Statisticians know that their field is both incredibly useful in the
real world and exquisitely beautiful aesthetically. So why isn’t that
always conveyed successfully in courses? Statistics is often
misconstrued as a messy menagerie of formulas and tests, rather than a
coherent approach to scientific reasoning based on a few fundamental
principles. So I emphasize thinking and understanding rather than
memorization, and try to make sure everything is well-motivated and
makes sense both mathematically and intuitively. I talk a lot about
paradoxes and results which at first seem counterintuitive, since
they’re fun to think about and insightful once you figure out what’s
going on.

And I emphasize what I call “stories,” by which I mean an
application/interpretation that does not lose generality. As a simple
example, if X is Binomial(m,p) and Y is Binomial(n,p) independently,
then X+Y is Binomial(m+n,p). A story proof would be to interpret X as
the number of successes in m Bernoulli trials and Y as the number of
successes in n different Bernoulli trials, so X+Y is the number of
successes in the m+n trials. Once you’ve thought of it this way,
you’ll always understand this result and never forget it. A
misconception is that this kind of proof is somehow less rigorous than
an algebraic proof; actually, rigor is determined by the logic of the
argument, not by how many fancy symbols and equations one writes out.

My undergraduate probability course, Stat 110, is now worldwide
viewable for free on iTunes U at
http://itunes.apple.com/WebObjects/MZStore.woa/wa/viewPodcast?id=495213607
with 34 lecture videos and about 250 practice problems with solutions.
I hope that will be a useful resource, but in any case looking through
those materials says more about my teaching style than anything I can
write here does.

What are your main research interests these days?

I’m especially interested in the statistics of networks, with
applications to social network analysis and in public health. There is
a tremendous amount of interest in networks these days, coming from so
many different fields of study, which is wonderful but I think there
needs to be much more attention devoted to the statistical issues.
Computationally, most network models are difficult to work with since
the space of all networks is so vast, and so techniques like Markov
chain Monte Carlo and sequential importance sampling become crucial;
but there remains much to do in making these algorithms more efficient
and in figuring out whether one has run them long enough (usually the
answer is “no” to the question of whether one has run them long
enough).

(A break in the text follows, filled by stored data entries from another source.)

PR #206, opened 2026-04-13
Rewrite SubscriptionReconciler to use new planner and Pipeline CRs

ryannedolan:
## Summary
- Rewrote `SubscriptionReconciler` to use `DeploymentService.plan()` / `PipelineRel` instead of the legacy `HoptimatorPlanner`, `Operator`, and `Resource` template system
- Reconciler now creates `Pipeline` K8s CRs owned by Subscriptions, delegating readiness monitoring to the existing `PipelineReconciler`
- Registered `SUBSCRIPTIONS` endpoint in `K8sApiEndpoints` and wired the controller into `PipelineOperatorApp`
- Removed `SubscriptionEnvironment` (deprecated) and dropped `hoptimator-planner`/`hoptimator-catalog`/`hoptimator-avro` dependencies from the operator module
- Planning is abstracted via a `Planner` interface for testability, with `jdbcPlanner()` factory for production use
- Fixed a hanging `K8sJobDeployerTest` caused by stale mock stubs

**Migration note:** The `hoptimator-planner` module is intentionally untouched — the internal `SubscriptionOperator` fork still depends on the published jar. This PR provides a clear upgrade path: deploy the new operator and existing `Subscription` CRs will be handled by the new planner.

## Testing Done
- [x] Unit tests rewritten for `SubscriptionReconciler` using `FakeK8sApi` pattern
- [x] All existing operator, k8s, jdbc, util, and api tests pass
- [x] Fixed previously-hanging `K8sJobDeployerTest`
- [x] Full `./gradlew test` passes with 0 failures


hoptimator-operator/src/main/java/com/linkedin/hoptimator/operator/PipelineOperatorApp.java
```diff
@@ -59,25 +62,42 @@ public static void main(String[] args) throws Exception {
...
     connectionProperties.put("k8s.watch.namespace", watchNamespaceInput);
-    K8sContext context = K8sContext.create(new HoptimatorConnection(null, connectionProperties));
-    new PipelineOperatorApp(context).run();
+
+    // Create a JDBC connection for SQL planning (used by SubscriptionReconciler)
+    Connection jdbcConnection = DriverManager.getConnection("jdbc:hoptimator://", connectionProperties);
+    K8sContext context = K8sContext.create(jdbcConnection);
+
+    SubscriptionReconciler.Planner planner = SubscriptionReconciler.jdbcPlanner(jdbcConnection);
+    new PipelineOperatorApp(context).run(planner);
```
jogrogan, line 71: It seems like there is a lot of logic just to allow SubscriptionReconciler to support drop in planners, though in practice it'll always use the jdbcPlanner. Do you think we need this?

hoptimator-operator/build.gradle
```diff
@@ -6,9 +6,6 @@ plugins {
```
jogrogan, line 6: I suspect there are more files that are now unused in the hoptimator-operator package, namely "Operator.java" but maybe more that we can remove.

jogrogan (commented):
Change overall makes sense. Discussed already, but think we need some additional testing with our internal extensions before we can merge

Inferentially, I am especially interested in how to make
valid conclusions when, as is typically the case, it is not feasible
to observe the full network. For example, respondent-driven sampling
is a link-tracing scheme being used all over the world these days to
study so-called “hard-to-reach” populations, but much remains to be
done to know how best to analyze such data; I’m working on this with
my student Sergiy Nesterko. With other students and collaborators I’m
working on various other network-related problems. Meanwhile, I’m also
finishing up a graduate probability book with Carl Morris,
“Probability for Statistical Science,” which has quite a few new
proofs and perspectives on the parts of probability theory that are
most useful in statistics.

You have been immortalized in several Youtube videos. Do you think this
helped make your class more “approachable”?

There were a couple strange and funny pranks that occurred in my first
year at Harvard. I’m used to pranks since Caltech has a long history
and culture of pranks, commemorated in several “Legends of Caltech”
volumes (there’s even a movie in development about this), but pranks
are quite rare at Harvard. I try to make the class approachable
through the lectures and by making sure there is plenty of support,
help, and encouragement is available from the teaching assistants and
me, not through YouTube, but it’s fun having a few interesting
occasions from the history of the class commemorated there.